With More Columbia Sockeye Than Forecasted Back, Fisheries May Open

Yesterday’s doubling of the sockeye forecast has Washington fishery managers mulling openers on portions of the Columbia River, a “good thing” in a year when angling for the stock was scheduled to stay closed due to a low return.

TYLER FLETCHER SHOWS OFF A PAIR OF SOCKEYE CAUGHT AT WELLS DAM DURING 2014’S FISHERY. (YO-ZURI PHOTO CONTEST)

More definitive details are expected from WDFW tomorrow, but the run has now surpassed the preseason prediction of 99,000.

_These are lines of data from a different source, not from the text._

Issue #1851, opened 2019-07-16
Allow custom JAR task/path with containerizingMode = 'packaged' (also applies to WAR and Maven)


maxbrunet:
Hi there!

We build our SpringBoot application with a [`BootJar`](https://docs.spring.io/spring-boot/docs/2.0.2.RELEASE/gradle-plugin/api/) task (which inherits from `Jar`) in Graddle, and the new `containerizingMode = 'packaged'` feature hard-codes the task name to `jar`:

https://github.com/GoogleContainerTools/jib/blob/e3e3638987c2780dc55f2b88ac100f47390d384c/jib-gradle-plugin/src/main/java/com/google/cloud/tools/jib/gradle/GradleProjectProperties.java#L213-L218

Would it possible to have this name configurable?

Like:
```groovy
jib {
	jarTaskName = 'bootJar'
}
```
(or pass the task object directly, or even explicitly the path to the jar file)

I have currently worked around that by pointing the attributes of `jar` to `bootjar`:

```groovy
jar {
    enabled = false
    destinationDir = tasks.bootJar.getDestinationDir()
    archiveName = tasks.bootJar.getArchiveName()
}
```

I guess another alternative could be (not tested and I'd like not to have to rename my `bootJar` task):

```groovy
task jar(type: BootJar) {
	...
}
```

loosebazooka:
The one issue, and I think @chanseokoh can confirm, is that this isn't support for fatJar types. It's just Jars with dependencies still added into the container separately.

chanseokoh:
Hmm... this sounds familiar. I wonder if we should do the same for `bootJar` as in #1786. But I'm not entirely sure the interaction between `jar` and `bootJar` is same with `war` and `bootWar`.

But as @loosebazooka mentioned, you should avoid containerizing a fat JAR, as it results in [duplicating dependencies](https://github.com/GoogleContainerTools/jib/blob/master/docs/faq.md#i-want-to-containerize-an-executable-jar).

So, this issue is basically a feature request to support containerizing a fat JAR.

maxbrunet:
Hi @loosebazooka, thank you for quick reply, I actually just opened another issue about that #1852, though it would be separate problems (If it's by design, both will be quickly closed I guess). I'm pretty new to building Java apps/Gradle, I'm probably missing some pieces.

chanseokoh:
[...]

PR #2178, opened 2019-11-26
Detect bootJar task (Spring Boot fat JAR) and enable jar task to use the thin JAR

chanseokoh:
Implements https://github.com/GoogleContainerTools/jib/issues/1852#issuecomment-557275771 for Gradle. That is, this automatically enables https://github.com/GoogleContainerTools/jib/issues/1851#issuecomment-558293165 and makes use of the thin JAR by the `jar` task.

### DIFF
--- a/examples/multi-module/README.md
+++ b/examples/multi-module/README.md
@@ -1,4 +1,4 @@
-# Multi-module example (DRAFT)
+# Multi-module example
 
 This example shows how to build multiple containers for a multi-module project in both **Maven** and **Gradle**.
 
--- a/jib-core/src/test/java/com/google/cloud/tools/jib/http/TestWebServer.java
+++ b/jib-core/src/test/java/com/google/cloud/tools/jib/http/TestWebServer.java
@@ -158,6 +158,8 @@ public class TestWebServer implements Closeable {
    * connections can be intermixed. However, no lines will ever be broken in the middle.
    */
   public String getInputRead() {
-    return inputRead.toString();
+    synchronized (inputRead) {
+      return inputRead.toString();
+    }
   }
 }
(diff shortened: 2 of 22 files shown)


chanseokoh:
> Would it make sense to start a document describing how jib handles different frameworks? <-- not necessary but could be nice to point specific framework users to?

I need to keep researching on it. Work in progress.

ewirch:
The commit message says: "Detect bootJar task and enable jar task". But it does more. It also forces the classifier to 'original'.

https://github.com/GoogleContainerTools/jib/commit/a692b8b0cde1f982f6e28309dd08ca80460950e2#diff-aef8bf567c91df6622aa0ea29ed0c682R192

Why would you do so? This broke our build. I can't set the classifier manually any more. Except: not applying jib.

chanseokoh:
Hi @ewirch,

When you apply the Spring Boot plugin, it will automatically disable the `jar` task. But sounds like you manually enabled it and set the `classifier` for either the `jar` task or the `bootJar` task. Could you share your `build.gradle` (or just the part related to configuring both the `jar` and `bootJar` tasks)?

ewirch:
Sure thing. The important part is here:
```
jar {
    enabled = true
}

bootJar {
    archiveClassifier = 'boot'
}
```
This part is reused in multiple sub-projects of a multi project build. This will give use two artifacts per sub-project:
- `<name>.jar`
- `<name>-boot.jar`

We use both in different deployment scenarios. After updating jib to 2.0.0 we end up with:
- `<name>-original.jar`
- `<name>-boot.jar`

without a option to get the original naming back. Sure, we could adjust our build scripts to use `<name>-original.jar` instead. But it feels incorrect for a Docker image building plugin to interfere in such a way with the build configuration.

chanseokoh:
@ewirch that makes sense. I think we can fix this easily. How about this?

Basically, if the classifier (or I guess `archiveClassifier`) of `bootJar` is set, then make Jib not set the `classifier` of the `jar` task. The only reason we set the `classifier` was to avoid `bootJar` and `jar` writing each JAR to the same location (overwriting each other).

PR #2181, opened 2019-12-02
Build correct OCI tars

### LINKED ISSUE #2124: jibBuildTar create wrong OCI format tarbal
When run the jibBuildTar gradle target and the container.format='OCI' set the resulted jib-image.tar still not contains index.json. 

Per the OCI image spec, there must be an index.json file present in OCI format images: https://github.com/opencontainers/image-spec/blob/master/image-layout.md

TadCordle:
Fixes #2124. Tested manually using `podman pull oci-archive:build/jib-image.tar` and it seems to work.

This PR adds OCI output with `jibBuildTar` when `jib.container.format = "OCI"`. The major differences in the OCI archive are as follows:
* Layers, config, and manifest are in a `sha/256` directory, named with their sha256 digests.
* `oci-layout` file in root directory defining the image layout version
* `index.json` that points to the image manifest


jib-core/src/main/java/com/google/cloud/tools/jib/docker/ImageTarball.java
```diff
@@ -61,6 +68,55 @@ public ImageTarball(
...
+        Blobs.from(manifest).writeTo(ByteStreams.nullOutputStream());
+    tarStreamBuilder.addByteEntry(
+        JsonTemplateMapper.toByteArray(manifest),
+        "blobs/sha256/" + manifestDescriptor.getDigest().getHash());
+
+    // Adds the oci-layout and index.json
+    tarStreamBuilder.addByteEntry(
+        "{\"imageLayoutVersion\": \"1.0.0\"}".getBytes(StandardCharsets.UTF_8), "oci-layout");
+    OCIIndexTemplate index = new OCIIndexTemplate();
+    // TODO: figure out how to tag with allTargetImageTags
```
TadCordle: Note: need to look into a way of doing this, if possible. Docker tars have `RepoTags` in the manifest, but I haven't found an OCI equivalent yet.

jib-core/src/main/java/com/google/cloud/tools/jib/docker/ImageTarball.java
```diff
@@ -61,6 +68,55 @@ public ImageTarball(
...
+    // Adds the manifest to the tarball
+    BlobDescriptor manifestDescriptor =
+        Blobs.from(manifest).writeTo(ByteStreams.nullOutputStream());
+    tarStreamBuilder.addByteEntry(
+        JsonTemplateMapper.toByteArray(manifest),
+        "blobs/sha256/" + manifestDescriptor.getDigest().getHash());
+
+    // Adds the oci-layout and index.json
+    tarStreamBuilder.addByteEntry(
+        "{\"imageLayoutVersion\": \"1.0.0\"}".getBytes(StandardCharsets.UTF_8), "oci-layout");
```
TadCordle: This looks a little hacky, but I'd rather just write this string directly than implement another `JsonTemplate`.

jib-core/src/main/java/com/google/cloud/tools/jib/docker/ImageTarball.java
```diff
@@ -16,17 +16,24 @@
 
 package com.google.cloud.tools.jib.docker;
```
loosebazooka: Also is `docker` the right package for this stuff? Should we have an oci package with an ImageTarball implementation?

jib-plugins-common/src/main/java/com/google/cloud/tools/jib/plugins/common/PluginConfigurationProcessor.java
```diff
@@ -174,7 +177,7 @@ public static JibBuildRunner createJibBuildRunnerForRegistryImage(
         processCommonConfiguration(
             rawConfiguration, inferredAuthProvider, projectProperties, containerizer);
 
-    // Note Docker and tar builds don't set the configured format.
+    // Note Docker build doesn't set the configured format.
```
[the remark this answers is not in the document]
TadCordle: Last I tried, Docker still doesn't work with OCI.

jib-core/src/test/resources/core/fileA
```diff
@@ -1 +1 @@
-Crepe cakes are good.
+Crepe cakes are good.
```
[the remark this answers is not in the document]
TadCordle: Yeah, the file length on windows ended up being different from the extra `\r`, which made the manifest digest calculate to something different and the tests failed.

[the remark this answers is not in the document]
TadCordle: Now that I typed that out, maybe that's a problem.

jib-core/src/main/java/com/google/cloud/tools/jib/docker/ImageTarball.java
TadCordle: oh right, I was going to ask someone about this.

jib-core/src/main/java/com/google/cloud/tools/jib/docker/ImageTarball.java
TadCordle: Hmm yeah I should probably move this to `image` or `tar`.

jib-core/src/main/java/com/google/cloud/tools/jib/image/json/BuildableManifestTemplate.java
```diff
@@ -71,6 +73,16 @@ public DescriptorDigest getDigest() {
...
     }
+
+    @VisibleForTesting
+    @Nullable
+    public Map<String, String> getAnnotations() {
+      return annotations;
+    }
+
+    void setAnnotations(Map<String, String> annotations) {
+      this.annotations = annotations;
```
chanseokoh: I think it's safer to copy the map.

jib-core/src/main/java/com/google/cloud/tools/jib/image/json/OCIIndexTemplate.java
```diff
@@ -0,0 +1,75 @@
...
+ *       }
+ *     }
+ *   ]
+ * }
+ * }</pre>
+ *
+ * @see <a href="https://github.com/opencontainers/image-spec/blob/master/image-index.md">OCI Image
+ *     Index Specification</a>
+ */
+public class OCIIndexTemplate implements JsonTemplate {
```
chanseokoh: This should probably be `OciIndexTemplate` per Google style? But I see we already have `OCIManifestTemplate`. I hope it's not late to rename it to `OciManifestTemplate`.

jib-core/src/main/java/com/google/cloud/tools/jib/image/json/OCIIndexTemplate.java
```diff
@@ -0,0 +1,75 @@
...
+   * @param descriptor the manifest blob descriptor
+   * @param imageReferenceName the image reference name
+   */
+  public void addManifest(BlobDescriptor descriptor, String imageReferenceName) {
+    BuildableManifestTemplate.ContentDescriptorTemplate contentDescriptorTemplate =
+        new BuildableManifestTemplate.ContentDescriptorTemplate(
+            OCIManifestTemplate.MANIFEST_MEDIA_TYPE, descriptor.getSize(), descriptor.getDigest());
+    contentDescriptorTemplate.setAnnotations(
+        ImmutableMap.of("org.opencontainers.image.ref.name", imageReferenceName));
+    manifests.add(contentDescriptorTemplate);
```
chanseokoh: This makes this class mutable. Do other JSON templates work in this fashion as well?

TadCordle: Yes, `BuildableManifestTemplate` has an `addLayer` method.

jib-core/src/main/java/com/google/cloud/tools/jib/image/json/OCIIndexTemplate.java
TadCordle: Sure, I'll rename them both.

jib-core/src/main/java/com/google/cloud/tools/jib/docker/ImageTarball.java
TadCordle: https://github.com/opencontainers/image-spec/issues/796

jib-core/src/test/java/com/google/cloud/tools/jib/image/ImageTarballTest.java
```diff
@@ -132,4 +139,81 @@ public void testWriteTo()
...
+            ImageReference.parse("my/image:tag"),
+            ImmutableSet.of("tag", "another-tag", "tag3"));
+
+    ByteArrayOutputStream out = new ByteArrayOutputStream();
+    imageToTarball.writeTo(out);
+    ByteArrayInputStream in = new ByteArrayInputStream(out.toByteArray());
+    try (TarArchiveInputStream tarArchiveInputStream = new TarArchiveInputStream(in)) {
+
+      // Verifies layer with fileA was added.
+      TarArchiveEntry headerFileALayer = tarArchiveInputStream.getNextTarEntry();
```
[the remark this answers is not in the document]
TadCordle: Afaik, a `TarArchiveEntry` only represents the metadata for an entry and not the contents themselves. So when we get the next `TarArchiveEntry`, we're essentially just getting the header (and then `CharStreams.toString(new InputStreamReader(tarArchiveInputStream, ...))` gets the rest).

chanseokoh:
Looks good. But Kokoro Mac is failing for an unrelated reason after our Kokoro change. It's a known issue for which Q implemented some workaround.

```
# Workaround for issue with calling 'docker login'. It defaults to using docker-credential-osxkeychain and errors with:
# Error saving credentials: error storing credentials - err: exit status 1, out: `User interaction is not allowed.`
# TODO: Follow-up with Kokoro about why this is happening.
rm /usr/local/bin/docker-credential-osxkeychain || true
```

TadCordle:
Regarding multiple tags, [this comment](https://github.com/opencontainers/image-spec/issues/796#issuecomment-561861980) says that it should already be possible. I opened an issue with podman [here](https://github.com/containers/libpod/issues/4646) since what I tested seems to be a problem with podman, not the OCI spec. So theoretically we can add this to Jib now, but I don't have a way of testing it yet.

chanseokoh:
I also find [this comment](https://github.com/opencontainers/image-spec/issues/796#issuecomment-561849236) interesting.

> The [containerd export code](https://github.com/containerd/containerd/blob/master/images/archive/exporter.go) now generates an archive which can both be loaded back into existing Docker versions (1.10+) as well as future version which will support loading the OCI archives directly.

jib-core/src/main/java/com/google/cloud/tools/jib/docker/ImageTarball.java
chanseokoh: Let's file an issue on our repo to track this TODO, along with https://github.com/opencontainers/image-spec/issues/796 and https://github.com/containers/libpod/issues/4646.

TadCordle: Was planning on doing it after this got merged, but I can do it now.

TadCordle: https://github.com/GoogleContainerTools/jib/issues/2190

Thanks to five straight 10,000-plus-fish days, the running tally sits at just under 104,000, with 209,000 red salmon now expected back to the Okanogan/Okanagan River, Wenatchee River, Central Idaho, Deschutes and Yakima.

The lion’s share is likely bound for the Canadian side of the transnational river, and while nothing is set in stone, it’s possible that we could see fisheries from the Brewster and Wells Pools on downstream in the Columbia.

Two sets of five-day-a-week tribal fisheries in the eastern Columbia Gorge pools began last week.

As for whether the popular Lake Wenatchee fishery opens, that is most dependent on passage at Tumwater Dam, where sockeye returns typically peak in mid-July, depending on water temperatures.

Keep an eye on WDFW’s emergency rule-change notices page for the official word.